READ WIDELY is my advice to serious students within any discipline. Why? Because, notwithstanding the manner in which students and the public are informed, there actually is no "consensus." Take, for example just the relationship between the Toltec city of Tula and the Toltec portion of Chichen Itza. Depending upon which professor or which professional archaeologist you speak to, you will NOT get the straightforward answer you seek. Each will generally assert with confidence which came first, it's relationship to Quetzalcoatl and other characters. However, is the particular opinion based upon a long chronology or a short chronology? How many carbon-14 dates are available, and are they well-synchronized with other data? Are the ceramic phases (if any) substantial, even published? To glimpse just how broad and deep archaeological questions can be, see the following Tula/Chichen Itza discussion:

I know some will respond, “Tell that to the geezer heading or sitting on your dissertation committee.” Believe me, I get it! My honor's thesis was blocked at Tulane University even though I had won the New Orleans Geological Society scholarship as the top student in 1981. It wasn't blocked for academic reasons. It was blocked simply because the teacher of one of my fondest classes, micropaleontology, a great professor and learned advisor was offended because I addressed comments pertaining to uniformitarianism made by the authors of one of the textbooks, written by two friends of his at a consorting institution in another state. Hey, if you put it in print, you've entered the public forum. If it's a textbook, you're a candidate for the Inquisition, because students are reading (and in all likelihood believing) what you have written. Don't expect to hide from open arguments against your assertions. That's my opinion.

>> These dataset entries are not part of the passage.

PR #280, opened 2016-07-16
Use loaded association first when fetching a cache_has_many association

dylanahsmith:
@daniellaniyo & @csfrancis for review

## Problem

`fetch_#{association}` on a cache_has_many `embed: :ids` association would use the cached association even if the active record association was already loaded.  This can result in an unnecessary query if the cached association wasn't already loaded.  Also, if the active record association was modified, then the stale cached association would get returned.

Lastly, it the cached association would be used if the active record association was loaded and `IdentityCache.should_use_cache?` returns false, which is definitely not desirable.

## Solution

Fixed the condition so that the cached association is only used when using the cache *and* the association is *not* loaded.

There was a test for this intended behaviour, but it was expecting fetch_multi to not be called on the wrong model.  Using `assert_memcache_operations(0)` will catch regressions in a non-fragile way.

### DIFF
--- a/test/cache_invalidation_test.rb
+++ b/test/cache_invalidation_test.rb
@@ -10,6 +10,7 @@ class CacheInvalidationTest < IdentityCache::TestCase
     @record.save
     @record.reload
     @baz, @bar = @record.associated_records[0], @record.associated_records[1]
+    @record.reload
   end
 
   def test_reload_invalidate_cached_ids
--- a/test/cache_invalidation_test.rb
+++ b/test/cache_invalidation_test.rb
@@ -46,14 +46,14 @@ class CacheInvalidationTest < IdentityCache::TestCase
   def test_after_a_reload_the_cache_perform_as_expected
     Item.cache_has_many :associated_records, :embed => :ids
 
-    assert_equal [@baz, @bar], @record.associated_records
     assert_equal [@baz, @bar], @record.fetch_associated_records
+    assert_equal [@baz, @bar], @record.associated_records
 
     @baz.destroy
     @record.reload
 
-    assert_equal [@bar], @record.associated_records
     assert_equal [@bar], @record.fetch_associated_records
+    assert_equal [@bar], @record.associated_records
   end
 
   def test_cache_invalidation_expire_properly_if_child_is_embed_in_multiple_parents
--- a/CHANGELOG.md
+++ b/CHANGELOG.md
@@ -2,6 +2,7 @@
 
 #### 0.3.2
 
+- Use loaded association first when fetching a cache_has_many id embedded association
 - Deprecate setting the inverse active record association on cache hits. Set IdentityCache.never_set_inverse_association to true to avoid this. (#279)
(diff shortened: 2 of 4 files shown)


test/cache_invalidation_test.rb
```diff
@@ -10,6 +10,7 @@ def setup
     @record.save
     @record.reload
     @baz, @bar = @record.associated_records[0], @record.associated_records[1]
+    @record.reload
```
csfrancis: Why did you need to add this `reload`?

csfrancis:
Just the one test question, but code LGTM.

test/cache_invalidation_test.rb
dylanahsmith: The above line loads the association, so `fetch_associated_records` on test_reload_invalidate_cached_objects wasn't actually loading the association from the cache and failed on the assertion for the value in the instance variable that holds the cached association.

test/cache_invalidation_test.rb
```diff
@@ -46,14 +46,14 @@ def test_reload_invalidate_cached_objects
   def test_after_a_reload_the_cache_perform_as_expected
     Item.cache_has_many :associated_records, :embed => :ids
 
-    assert_equal [@baz, @bar], @record.associated_records
     assert_equal [@baz, @bar], @record.fetch_associated_records
+    assert_equal [@baz, @bar], @record.associated_records
```
daniellaniyo: Does performing this assert `assert_equal [@baz, @bar], @record.associated_records` change anything in this case? Or was it to be consistent with the ordering of the asserts that are performed after the reload?

dylanahsmith: Calling `@record.associated_records` first causes the active record association to be loaded, after which `@record.fetch_associated_records` will just return the active record association, which doesn't really test the cache reloading.

Actually, now that I think about it, I'm not sure why the `assert_equal [@baz, @bar], @record.associated_records` lines are needed at all.  We don't need to test active record here.

daniellaniyo: The key piece here would be `@record.reload` and then checking the result returned by `@record.fetch_associated_records` right?

dylanahsmith: The key is that this test should catch regressions in [lib/identity_cache/cache_invalidation.rb](https://github.com/Shopify/identity_cache/blob/v0.3.1/lib/identity_cache/cache_invalidation.rb), but calling `@record.associated_records` before `@record.fetch_associated_records` would miss regressions there because then `@record.fetch_associated_records` would just delegate to `@record.associated_records`

Right, I just don't want to have `@record.fetch_associated_records` delegate to

daniellaniyo:
LGTM

dylanahsmith:
> Also, if the active record association was modified, then the stale cached association would get returned.

It looks like this is also the case for embedded associations, where we use the cached association if it has been loaded, even if the active record association has been loaded.  That should also be fixed, just not as a part of this PR.

We do the right thing on cache_belongs_to associations, where we use the active record association if it is been loaded.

Interestingly, a few years later, a new geology department chair, who had been the Dean of Science the year of my graduation, contacted me, apologizing for how I had been treated, and asserting that the geology department would now be happy to publish my honors thesis. Why? It wasn't really from a sense of institutional shame or personal embarrassment about having watched my thesis be blocked. It was because important new work being done at Berkeley had put catastrophism in the forefront of geological opinion, markedly due to the discovery not only of tektite falls off the coast of the Yucatan peninsula of Mexico marking the spot of meteoric impact, but also of a global iridium anomaly(a mineral rare in the earth's crust, but rich in meteorites) which correlates to the Cretaceous extinction, and is potentially typical of the most sudden and horrific extinctions that terminated other geologic ages, such as the Permian extinction. Had my thesis not been blocked, it would have put Tulane geology in good company. Quien sabe?